Input data.
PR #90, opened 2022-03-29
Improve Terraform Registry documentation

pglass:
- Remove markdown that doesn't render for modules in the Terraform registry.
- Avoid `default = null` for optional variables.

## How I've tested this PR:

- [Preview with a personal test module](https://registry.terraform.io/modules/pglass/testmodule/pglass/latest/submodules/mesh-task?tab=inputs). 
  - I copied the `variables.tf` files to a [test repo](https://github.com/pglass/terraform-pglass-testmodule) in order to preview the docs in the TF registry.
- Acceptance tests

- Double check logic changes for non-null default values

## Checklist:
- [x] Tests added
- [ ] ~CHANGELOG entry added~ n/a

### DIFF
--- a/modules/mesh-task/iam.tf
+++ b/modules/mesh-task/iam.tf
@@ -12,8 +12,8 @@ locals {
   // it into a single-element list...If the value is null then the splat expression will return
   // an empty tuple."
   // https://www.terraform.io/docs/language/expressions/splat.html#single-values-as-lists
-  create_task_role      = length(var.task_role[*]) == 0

---

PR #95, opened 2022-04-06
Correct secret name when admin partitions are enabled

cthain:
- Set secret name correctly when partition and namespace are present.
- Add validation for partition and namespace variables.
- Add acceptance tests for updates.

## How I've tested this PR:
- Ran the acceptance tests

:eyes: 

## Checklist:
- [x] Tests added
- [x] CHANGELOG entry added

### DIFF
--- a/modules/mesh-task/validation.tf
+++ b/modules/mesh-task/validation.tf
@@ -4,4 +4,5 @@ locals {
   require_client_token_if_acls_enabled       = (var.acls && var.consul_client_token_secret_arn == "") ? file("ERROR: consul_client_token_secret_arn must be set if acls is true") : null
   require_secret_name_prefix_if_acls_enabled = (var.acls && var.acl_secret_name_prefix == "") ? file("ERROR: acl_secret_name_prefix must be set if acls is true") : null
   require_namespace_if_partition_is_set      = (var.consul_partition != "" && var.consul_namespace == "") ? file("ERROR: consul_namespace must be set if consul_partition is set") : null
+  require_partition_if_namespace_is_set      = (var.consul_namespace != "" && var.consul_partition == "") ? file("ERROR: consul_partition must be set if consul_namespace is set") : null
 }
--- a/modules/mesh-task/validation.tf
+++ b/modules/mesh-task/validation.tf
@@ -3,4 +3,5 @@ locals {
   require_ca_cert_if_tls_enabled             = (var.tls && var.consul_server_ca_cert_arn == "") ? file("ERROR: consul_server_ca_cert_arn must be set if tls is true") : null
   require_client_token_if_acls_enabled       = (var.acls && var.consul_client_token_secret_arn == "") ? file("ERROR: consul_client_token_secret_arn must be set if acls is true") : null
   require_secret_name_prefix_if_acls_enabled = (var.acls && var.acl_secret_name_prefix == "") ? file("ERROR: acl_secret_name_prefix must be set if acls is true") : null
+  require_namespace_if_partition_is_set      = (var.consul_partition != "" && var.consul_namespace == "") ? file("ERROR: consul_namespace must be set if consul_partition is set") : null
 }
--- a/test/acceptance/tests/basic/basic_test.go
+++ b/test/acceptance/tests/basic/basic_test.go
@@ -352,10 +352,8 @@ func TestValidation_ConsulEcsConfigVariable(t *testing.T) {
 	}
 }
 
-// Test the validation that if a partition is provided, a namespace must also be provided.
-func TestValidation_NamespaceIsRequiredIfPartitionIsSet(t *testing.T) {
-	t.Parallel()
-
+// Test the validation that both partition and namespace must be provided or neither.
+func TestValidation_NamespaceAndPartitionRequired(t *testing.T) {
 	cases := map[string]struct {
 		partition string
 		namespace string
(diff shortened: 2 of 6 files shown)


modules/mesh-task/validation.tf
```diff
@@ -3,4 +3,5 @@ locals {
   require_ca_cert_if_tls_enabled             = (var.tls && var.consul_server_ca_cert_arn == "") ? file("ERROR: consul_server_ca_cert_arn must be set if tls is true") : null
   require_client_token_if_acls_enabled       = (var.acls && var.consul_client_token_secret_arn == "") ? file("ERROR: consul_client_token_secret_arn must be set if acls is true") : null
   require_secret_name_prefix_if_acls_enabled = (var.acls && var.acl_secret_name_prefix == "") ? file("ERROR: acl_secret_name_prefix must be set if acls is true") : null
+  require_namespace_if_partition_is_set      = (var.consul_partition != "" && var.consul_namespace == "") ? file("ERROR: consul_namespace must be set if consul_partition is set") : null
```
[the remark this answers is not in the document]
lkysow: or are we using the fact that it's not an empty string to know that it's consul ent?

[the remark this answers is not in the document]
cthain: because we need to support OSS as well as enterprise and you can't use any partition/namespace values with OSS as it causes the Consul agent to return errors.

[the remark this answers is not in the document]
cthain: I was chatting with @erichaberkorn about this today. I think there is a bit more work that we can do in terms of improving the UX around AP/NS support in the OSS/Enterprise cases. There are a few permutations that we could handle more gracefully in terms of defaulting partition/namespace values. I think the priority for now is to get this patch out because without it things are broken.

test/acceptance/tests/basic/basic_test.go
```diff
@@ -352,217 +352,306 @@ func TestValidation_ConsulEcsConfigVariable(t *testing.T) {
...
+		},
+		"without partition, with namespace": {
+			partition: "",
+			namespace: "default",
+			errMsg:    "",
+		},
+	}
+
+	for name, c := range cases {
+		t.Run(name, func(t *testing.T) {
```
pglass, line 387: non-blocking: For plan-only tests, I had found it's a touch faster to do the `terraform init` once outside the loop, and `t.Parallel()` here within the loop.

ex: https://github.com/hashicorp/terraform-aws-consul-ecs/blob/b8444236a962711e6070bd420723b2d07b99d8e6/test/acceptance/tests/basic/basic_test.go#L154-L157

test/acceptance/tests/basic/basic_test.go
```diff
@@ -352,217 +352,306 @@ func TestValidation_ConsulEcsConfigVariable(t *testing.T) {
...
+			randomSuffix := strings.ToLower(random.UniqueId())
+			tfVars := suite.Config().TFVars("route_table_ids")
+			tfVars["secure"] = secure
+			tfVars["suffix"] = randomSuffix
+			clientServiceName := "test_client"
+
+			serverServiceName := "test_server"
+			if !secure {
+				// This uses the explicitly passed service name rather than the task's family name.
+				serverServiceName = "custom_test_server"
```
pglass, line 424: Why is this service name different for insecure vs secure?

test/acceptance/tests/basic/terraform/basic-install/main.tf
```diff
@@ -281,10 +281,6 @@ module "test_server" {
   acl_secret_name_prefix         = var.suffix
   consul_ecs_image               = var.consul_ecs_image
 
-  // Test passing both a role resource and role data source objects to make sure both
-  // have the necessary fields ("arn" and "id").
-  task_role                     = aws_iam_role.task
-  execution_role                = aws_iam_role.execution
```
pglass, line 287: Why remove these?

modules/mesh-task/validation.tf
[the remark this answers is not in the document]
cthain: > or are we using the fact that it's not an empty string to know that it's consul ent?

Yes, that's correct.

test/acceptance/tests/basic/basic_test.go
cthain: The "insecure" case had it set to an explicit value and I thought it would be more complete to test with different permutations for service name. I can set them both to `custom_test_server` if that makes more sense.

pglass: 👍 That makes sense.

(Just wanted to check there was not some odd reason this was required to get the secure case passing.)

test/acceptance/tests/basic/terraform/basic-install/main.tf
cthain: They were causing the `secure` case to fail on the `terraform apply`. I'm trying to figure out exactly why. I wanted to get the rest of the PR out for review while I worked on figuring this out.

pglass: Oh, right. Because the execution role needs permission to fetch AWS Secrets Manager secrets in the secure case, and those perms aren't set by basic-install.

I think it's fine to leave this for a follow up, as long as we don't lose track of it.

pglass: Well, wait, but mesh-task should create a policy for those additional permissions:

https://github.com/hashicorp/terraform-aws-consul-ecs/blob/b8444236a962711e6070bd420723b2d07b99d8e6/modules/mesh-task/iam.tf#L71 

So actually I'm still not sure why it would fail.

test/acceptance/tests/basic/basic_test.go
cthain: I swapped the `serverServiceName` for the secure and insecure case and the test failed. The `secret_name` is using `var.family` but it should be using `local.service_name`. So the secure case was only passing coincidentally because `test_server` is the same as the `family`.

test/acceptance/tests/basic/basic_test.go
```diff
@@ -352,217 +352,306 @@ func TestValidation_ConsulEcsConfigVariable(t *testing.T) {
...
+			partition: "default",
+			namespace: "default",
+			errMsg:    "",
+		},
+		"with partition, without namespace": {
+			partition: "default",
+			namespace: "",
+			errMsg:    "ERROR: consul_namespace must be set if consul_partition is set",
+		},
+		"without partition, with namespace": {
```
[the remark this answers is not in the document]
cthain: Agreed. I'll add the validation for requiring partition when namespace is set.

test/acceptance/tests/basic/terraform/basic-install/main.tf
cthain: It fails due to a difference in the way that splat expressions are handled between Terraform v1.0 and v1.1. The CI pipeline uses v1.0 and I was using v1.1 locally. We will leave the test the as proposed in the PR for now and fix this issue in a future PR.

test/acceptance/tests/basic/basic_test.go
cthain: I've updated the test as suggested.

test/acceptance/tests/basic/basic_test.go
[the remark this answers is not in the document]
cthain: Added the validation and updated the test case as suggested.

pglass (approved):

...

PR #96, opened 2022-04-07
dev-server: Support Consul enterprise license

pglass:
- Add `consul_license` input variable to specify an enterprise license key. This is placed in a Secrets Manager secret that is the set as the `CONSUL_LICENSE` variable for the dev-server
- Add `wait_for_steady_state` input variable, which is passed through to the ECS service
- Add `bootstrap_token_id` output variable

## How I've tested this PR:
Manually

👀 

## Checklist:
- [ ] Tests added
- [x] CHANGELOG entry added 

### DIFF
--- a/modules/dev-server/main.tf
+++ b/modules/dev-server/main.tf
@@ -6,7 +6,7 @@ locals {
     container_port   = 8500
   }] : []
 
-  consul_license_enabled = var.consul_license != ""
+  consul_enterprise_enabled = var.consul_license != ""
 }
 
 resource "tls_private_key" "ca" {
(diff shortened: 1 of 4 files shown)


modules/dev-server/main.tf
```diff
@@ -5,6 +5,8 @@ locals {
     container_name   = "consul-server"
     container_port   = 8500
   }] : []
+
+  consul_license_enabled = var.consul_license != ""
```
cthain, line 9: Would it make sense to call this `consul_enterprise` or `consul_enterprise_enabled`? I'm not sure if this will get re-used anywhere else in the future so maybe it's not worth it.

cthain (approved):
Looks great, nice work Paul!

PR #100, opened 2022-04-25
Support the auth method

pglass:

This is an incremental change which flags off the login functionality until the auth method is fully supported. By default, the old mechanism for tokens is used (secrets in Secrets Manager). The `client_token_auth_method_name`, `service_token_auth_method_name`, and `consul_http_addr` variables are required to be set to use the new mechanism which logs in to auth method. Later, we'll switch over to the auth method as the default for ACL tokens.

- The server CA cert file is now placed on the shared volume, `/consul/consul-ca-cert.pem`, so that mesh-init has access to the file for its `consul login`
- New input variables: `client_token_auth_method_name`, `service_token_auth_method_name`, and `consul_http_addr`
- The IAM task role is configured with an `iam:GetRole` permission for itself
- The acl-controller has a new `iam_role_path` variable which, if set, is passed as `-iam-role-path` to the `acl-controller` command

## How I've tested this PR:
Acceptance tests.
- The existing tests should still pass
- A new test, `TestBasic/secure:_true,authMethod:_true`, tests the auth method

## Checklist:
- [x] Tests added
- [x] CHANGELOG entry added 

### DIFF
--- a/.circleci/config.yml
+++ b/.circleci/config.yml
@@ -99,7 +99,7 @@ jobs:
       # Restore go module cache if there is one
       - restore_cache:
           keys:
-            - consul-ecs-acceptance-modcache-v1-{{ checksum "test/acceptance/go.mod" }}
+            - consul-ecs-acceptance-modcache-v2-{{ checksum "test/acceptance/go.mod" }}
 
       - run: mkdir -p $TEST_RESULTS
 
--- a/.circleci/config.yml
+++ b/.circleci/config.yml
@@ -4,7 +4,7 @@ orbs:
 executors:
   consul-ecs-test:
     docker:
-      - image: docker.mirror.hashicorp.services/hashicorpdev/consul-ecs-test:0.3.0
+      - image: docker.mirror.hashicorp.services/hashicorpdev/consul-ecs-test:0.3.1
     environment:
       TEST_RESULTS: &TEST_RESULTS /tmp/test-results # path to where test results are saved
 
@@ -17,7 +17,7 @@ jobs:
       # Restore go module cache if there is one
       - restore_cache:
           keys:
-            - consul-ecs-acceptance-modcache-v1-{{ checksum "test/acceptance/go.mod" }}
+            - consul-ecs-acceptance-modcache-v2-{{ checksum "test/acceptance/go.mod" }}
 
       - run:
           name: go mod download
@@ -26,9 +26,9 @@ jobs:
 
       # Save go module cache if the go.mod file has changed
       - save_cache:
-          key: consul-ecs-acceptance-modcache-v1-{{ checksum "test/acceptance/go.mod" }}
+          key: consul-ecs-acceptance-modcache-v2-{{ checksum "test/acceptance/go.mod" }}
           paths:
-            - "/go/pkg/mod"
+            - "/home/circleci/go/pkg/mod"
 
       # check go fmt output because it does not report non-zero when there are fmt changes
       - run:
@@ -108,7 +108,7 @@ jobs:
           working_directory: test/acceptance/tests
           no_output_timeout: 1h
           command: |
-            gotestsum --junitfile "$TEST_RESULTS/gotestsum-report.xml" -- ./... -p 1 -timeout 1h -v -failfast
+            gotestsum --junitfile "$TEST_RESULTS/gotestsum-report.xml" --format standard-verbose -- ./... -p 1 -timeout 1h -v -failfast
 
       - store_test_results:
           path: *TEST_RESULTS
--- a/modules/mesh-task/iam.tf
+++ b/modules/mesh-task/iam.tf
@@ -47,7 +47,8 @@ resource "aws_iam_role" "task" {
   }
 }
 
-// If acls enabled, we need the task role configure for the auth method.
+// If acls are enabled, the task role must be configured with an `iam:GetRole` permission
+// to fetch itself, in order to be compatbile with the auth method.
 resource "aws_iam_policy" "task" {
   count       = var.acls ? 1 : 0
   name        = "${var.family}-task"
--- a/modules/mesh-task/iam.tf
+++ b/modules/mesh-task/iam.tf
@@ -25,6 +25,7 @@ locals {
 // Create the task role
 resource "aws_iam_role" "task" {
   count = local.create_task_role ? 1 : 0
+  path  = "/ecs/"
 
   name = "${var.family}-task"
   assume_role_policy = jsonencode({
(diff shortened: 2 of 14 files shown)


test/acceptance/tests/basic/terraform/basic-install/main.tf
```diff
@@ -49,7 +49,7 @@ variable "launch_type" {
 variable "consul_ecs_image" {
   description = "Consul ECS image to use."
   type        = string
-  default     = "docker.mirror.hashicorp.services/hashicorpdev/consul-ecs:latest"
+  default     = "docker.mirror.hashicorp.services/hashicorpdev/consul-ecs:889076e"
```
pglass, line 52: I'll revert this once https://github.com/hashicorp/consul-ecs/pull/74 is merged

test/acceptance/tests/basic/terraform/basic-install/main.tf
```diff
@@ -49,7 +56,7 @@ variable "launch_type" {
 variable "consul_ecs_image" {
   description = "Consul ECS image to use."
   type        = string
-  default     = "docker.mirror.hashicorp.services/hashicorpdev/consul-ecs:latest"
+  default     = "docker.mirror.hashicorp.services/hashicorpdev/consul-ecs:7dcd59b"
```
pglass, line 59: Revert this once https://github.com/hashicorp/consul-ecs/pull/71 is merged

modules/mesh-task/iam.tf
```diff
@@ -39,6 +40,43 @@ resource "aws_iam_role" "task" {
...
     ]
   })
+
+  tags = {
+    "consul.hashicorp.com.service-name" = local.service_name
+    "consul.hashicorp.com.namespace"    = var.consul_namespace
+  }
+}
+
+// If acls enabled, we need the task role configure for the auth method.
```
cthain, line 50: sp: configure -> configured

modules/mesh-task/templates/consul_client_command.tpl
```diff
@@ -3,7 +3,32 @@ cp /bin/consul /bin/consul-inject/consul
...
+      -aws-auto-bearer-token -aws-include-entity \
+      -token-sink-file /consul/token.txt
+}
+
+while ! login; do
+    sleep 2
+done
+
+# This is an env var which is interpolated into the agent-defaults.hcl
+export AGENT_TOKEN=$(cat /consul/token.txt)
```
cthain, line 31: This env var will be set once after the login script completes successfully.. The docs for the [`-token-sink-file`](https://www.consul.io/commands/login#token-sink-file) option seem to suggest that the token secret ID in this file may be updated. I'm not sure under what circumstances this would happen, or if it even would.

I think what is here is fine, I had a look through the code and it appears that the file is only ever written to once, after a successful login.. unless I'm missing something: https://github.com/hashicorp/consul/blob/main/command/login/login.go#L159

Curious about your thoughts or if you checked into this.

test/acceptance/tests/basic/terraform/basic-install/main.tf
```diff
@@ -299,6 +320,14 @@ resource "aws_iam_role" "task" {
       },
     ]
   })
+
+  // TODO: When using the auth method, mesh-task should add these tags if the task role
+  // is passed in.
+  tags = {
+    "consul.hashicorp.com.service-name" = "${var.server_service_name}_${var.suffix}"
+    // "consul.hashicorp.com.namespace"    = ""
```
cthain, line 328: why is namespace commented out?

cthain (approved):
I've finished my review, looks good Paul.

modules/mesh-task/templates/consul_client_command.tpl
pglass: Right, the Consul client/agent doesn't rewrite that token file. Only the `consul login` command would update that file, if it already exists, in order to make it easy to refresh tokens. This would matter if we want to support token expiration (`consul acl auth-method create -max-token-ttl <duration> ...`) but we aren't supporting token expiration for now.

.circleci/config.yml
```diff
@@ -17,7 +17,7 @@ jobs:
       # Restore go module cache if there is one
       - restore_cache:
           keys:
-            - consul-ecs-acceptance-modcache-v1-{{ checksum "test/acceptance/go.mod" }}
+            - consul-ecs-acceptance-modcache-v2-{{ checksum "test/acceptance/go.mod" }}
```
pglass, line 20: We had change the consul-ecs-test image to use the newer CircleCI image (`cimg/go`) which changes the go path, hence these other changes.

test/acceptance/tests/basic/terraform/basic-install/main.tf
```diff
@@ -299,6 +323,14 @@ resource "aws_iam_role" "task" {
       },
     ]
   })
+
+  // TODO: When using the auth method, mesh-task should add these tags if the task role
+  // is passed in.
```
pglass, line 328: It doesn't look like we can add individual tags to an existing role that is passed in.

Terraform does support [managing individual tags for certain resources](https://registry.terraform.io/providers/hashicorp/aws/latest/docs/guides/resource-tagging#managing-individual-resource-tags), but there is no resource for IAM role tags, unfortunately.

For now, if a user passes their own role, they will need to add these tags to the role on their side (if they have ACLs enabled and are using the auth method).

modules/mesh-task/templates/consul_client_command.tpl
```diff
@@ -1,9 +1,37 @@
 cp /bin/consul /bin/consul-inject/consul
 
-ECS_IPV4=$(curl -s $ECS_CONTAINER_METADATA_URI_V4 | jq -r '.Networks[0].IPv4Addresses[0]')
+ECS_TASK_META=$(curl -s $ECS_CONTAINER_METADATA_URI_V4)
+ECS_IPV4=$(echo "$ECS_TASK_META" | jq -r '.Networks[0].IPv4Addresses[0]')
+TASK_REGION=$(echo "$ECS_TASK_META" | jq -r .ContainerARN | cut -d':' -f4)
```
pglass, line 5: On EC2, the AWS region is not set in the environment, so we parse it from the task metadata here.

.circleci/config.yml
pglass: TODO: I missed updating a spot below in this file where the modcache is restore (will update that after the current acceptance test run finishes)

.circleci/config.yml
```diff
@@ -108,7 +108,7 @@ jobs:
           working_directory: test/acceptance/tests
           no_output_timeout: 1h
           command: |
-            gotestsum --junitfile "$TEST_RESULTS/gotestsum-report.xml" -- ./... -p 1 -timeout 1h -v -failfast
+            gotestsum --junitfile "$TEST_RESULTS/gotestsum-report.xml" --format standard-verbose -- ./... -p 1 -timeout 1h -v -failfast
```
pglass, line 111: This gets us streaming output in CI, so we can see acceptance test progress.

Task goal. Return every line of the listing above that contains "testing".

Output for this task.
@@ -352,10 +352,8 @@ func TestValidation_ConsulEcsConfigVariable(t *testing.T) {
-func TestValidation_NamespaceIsRequiredIfPartitionIsSet(t *testing.T) {
+func TestValidation_NamespaceAndPartitionRequired(t *testing.T) {
@@ -352,217 +352,306 @@ func TestValidation_ConsulEcsConfigVariable(t *testing.T) {
+		t.Run(name, func(t *testing.T) {
@@ -352,217 +352,306 @@ func TestValidation_ConsulEcsConfigVariable(t *testing.T) {
@@ -352,217 +352,306 @@ func TestValidation_ConsulEcsConfigVariable(t *testing.T) {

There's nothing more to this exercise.